Does science need statistical tests?

Some time ago, my colleague John asked for help with the statistics for one of his manuscripts.

“We have this situation where we knocked out a gene with CRISPR and I want to test if it affects viability. I know that you are supposed to use a non-parametric test when the sample is small, but I have heard that you can still use the t test if the variables are Gaussian. So now I am genuinely confused. Which test should I use?”

“I agree. It’s confusing. Why do you want to make a statistical test by the way?”

“Same as everyone. I want to know if the effect is significant. Plus, I’m hundred percent sure that the reviewers will ask for it.”

“I see. I will rephrase my question then. What decision do you have to make?”

“I can give you all the details of our experiments if you want, but I’m surprised. Nobody has ever asked me that before and I thought that experimental details do not really matter so much for a statistical test. So what kind of details do you need?”

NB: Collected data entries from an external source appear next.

PR #8078, opened 2026-06-19
feat: add setting to disable on-screen celebration effects

dclstn:
## Summary

Adds a **Celebrations** toggle to the Chat settings panel that lets users disable on-screen celebration and cheer effects — confetti animations, channel "Celebrations", and Power-up screen effects. This is a recurring request (e.g. the "disable cheer confetti effect on chat" discussion).

The setting is **enabled by default**, so existing behavior is unchanged until the user opts out.

## Implementation

Mirrors the existing `hide_bits` module pattern:

- New `ChatFlags.CELEBRATIONS` flag in `constants.js`, added to the `CHAT` default value (on by default).
- New `hide_celebrations` module that toggles a `bttv-hide-celebrations` body class based on the flag.
- `style.css` hides the relevant celebration/Power-up overlay and effect containers.
- New `Celebrations` checkbox + search keywords (`celebrations`, `confetti`, `power-ups`) on the Chat settings page.

## Notes

The CSS targets known Twitch celebration/Power-up overlay selectors. Since these effects only render transiently (when triggered), they could not be exercised live in this change; selectors use resilient attribute matching consistent with the existing `hide_bits` styles. Happy to refine selectors if maintainers know the current canonical ones.

## Requested in

- [#6628 — disable cheer confetti effect on chat](https://github.com/night/betterttv/discussions/6628) (💡 Ideas) — the request this implements ("way too obnoxious, and redundant on multiple scopes").
- [#8019 — "Twitch has a native Reactions toggle that disables this confetti effect" ????](https://github.com/night/betterttv/discussions/8019) (Q&A) — related confusion about how to disable the effect.


src/constants.js
```diff
@@ -115,6 +115,7 @@ export const ChatFlags = {
   SUB_NOTICE: 1 << 4,
   COMMUNITY_HIGHLIGHTS: 1 << 5,
   CHAT_MESSAGE_HISTORY: 1 << 6,
+  CELEBRATIONS: 1 << 7,
```
dclstn: Does this need migrated or updated somehow? since we're mutating the default

src/modules/hide_celebrations/style.module.css
```diff
@@ -0,0 +1,8 @@
+.hideCelebrations {
+  /* Channel "Celebrations" overlay container rendered over the player */
+  :global(.celebration__overlay),
+  /* Confetti / particle effect canvas used by cheer and celebration effects */
+  :global(.particle-canvas) {
```
night: what if someone wants cheers but not celebrations, or any other ui that uses this?

src/constants.js
night: not unless you broke the default-value-change bit upgrade logic when extensions update. you may wanna check that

“Nothing in particular. I just want to know whether you have to make a decision at all. It is a genuine question. A businessman or a gambler have to decide where to put their money. MDs have to decide how to treat their patients. When they make a decision they cannot undo it. But you are a scientist, so what is it that you will not be able to undo?”

“Wait! Statistical tests have been the standard in the field for decades now. We use them to decide whether an effect is significant. Everybody does this all the time.”

“I know. And would you say that science is stuck forever with the result of a test after it is published?”

“Of course not. Thanks God! Mistakes happen and the beauty of academic research is that we can correct them. The authors or other researchers publish conflicting results and the consensus rules.”

“That’s exactly my thought. Now, how is this different from estimation?”

“What do you mean?”

“If scientific research is about building a knowledge that is forever refined, how does it differ from the process of estimation?”

“I suppose it’s very similar... Yes. But I don’t see where you are going.”

“I just mean that what you are searching for is an estimator, not a test.”

“...”

“You are interested in the viability upon CRISPR knock out. Why not measure it and give some confidence bounds?”

“How will I be able to ascertain that the viability is not affected then?”

“That’s not what a test would allow you to do anyway. But isn’it what the difference with the control would tell you?”

“I mean, how would I know that the difference is not statistically significant?”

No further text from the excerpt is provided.